Kang's agency said he has decided to appear in two movies and is discussing other projects. "Given that a movie takes about a year from shooting to release, his schedule for the next two years is set," it said.
Zo In-sung, who has only appeared in TV commercials since he was released from his military duty in May last year, will return to TV screens with a drama that is scheduled to air in February.
Industry insiders say that actors generally get paid less after they return from the army, but the three heartthrobs are expected to command their previous fees or even higher.
They are known to get W500 million (US$1=W1,075) per film, W80 million per episode of a TV drama and W800 million for a bundle of two TV commercials on a one-year contract.
"As far as I know, Zo is getting W100 million per episode for his new drama, which is W20 million more than before," a drama production CEO said.
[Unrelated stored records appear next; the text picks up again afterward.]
PR #257, opened 2020-09-14
don't run Latexify tests

isaacsas:
Let's turn these off temporarily until we can figure out how to make them more robust to differences that arise between OSes...

### DIFF
--- a/test/runtests.jl
+++ b/test/runtests.jl
@@ -29,7 +29,7 @@ using SafeTestsets
 
 # Miscellaneous tests
 #@time @safetestset "Basic Plotting" begin include("plotting.jl") end
-@time @safetestset "Latexify" begin include("latexify.jl") end
+#@time @safetestset "Latexify" begin include("latexify.jl") end
 
 # the following can't really be run until there is an artifact for Graphviz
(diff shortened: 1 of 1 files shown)


isaacsas:
@TorkelE more random test failures? Maybe we should drop using random inputs?

TorkelE:
That might be sensible. 

I'm mixed about it, on one hand I think it has caught a few random weird cases. And it would be weird to cut out tests that errors. On the other, right now it only seems to enforce some things that we already know, like that the steady state solver should not be trusted blindly for these systems, and the only practical effect is to be irritating.

isaacsas:
At a minimum it would be great to ensure we are only using parameters over regimes where the generated models make physical sense. Given how long the tests run, it would be nice to make sure we aren't crashing due to simply evaluating models with parameters where they are unphysical (i.e. having negative solutions and such).

ChrisRackauckas (approved):
Agreed. I tried and couldn't figure out how to fix it. It's some whitespace format issues or something...

TorkelE:
Yes.

I think I start would be to remove random parameters when solving SDEs. I have some heuristics in place that should ensure that they are far from negatives, but that's otherwise a place where one could expect weird stuff going on.

PR #272, opened 2020-11-02
fix graph plotting and Latexifying

isaacsas:
@shashi getting errors in Latexifying from this line:

https://github.com/SciML/Catalyst.jl/blob/4078eaf242ec8954183e4ebf2854a177634df8ba/src/latexify_recipes.jl#L66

Meanwhile, a staffer at advertising agency Cheil Worldwide said the three are being offered W50 million to W100 million more than before they entered the army for some TV commercials.
But it remains to be seen whether they will be as competitive as they were in their heydays as they have left show business for two years and are now in their 30s.
"I think their star power has waned while they were in the military. These days, Kim Soo-hyun, Song Joong-ki, Yu A-in and Park Yu-chun are rising stars, and people regard the quality of a film or drama as more important than a star's popularity," a production CEO pointed out.
However, Oh Se-kang, deputy director of SBS' drama department, said, "As TV commercials in which they appeared were aired for more than a year, even after they joined the army, viewers haven't lost touch with them. There are not many A-list actors in their early 30s, so they're still very valuable."
Popular culture critic Jeong Duk-hyun said, "Returning from military service can give actors a good chance to change their personas and take on different roles."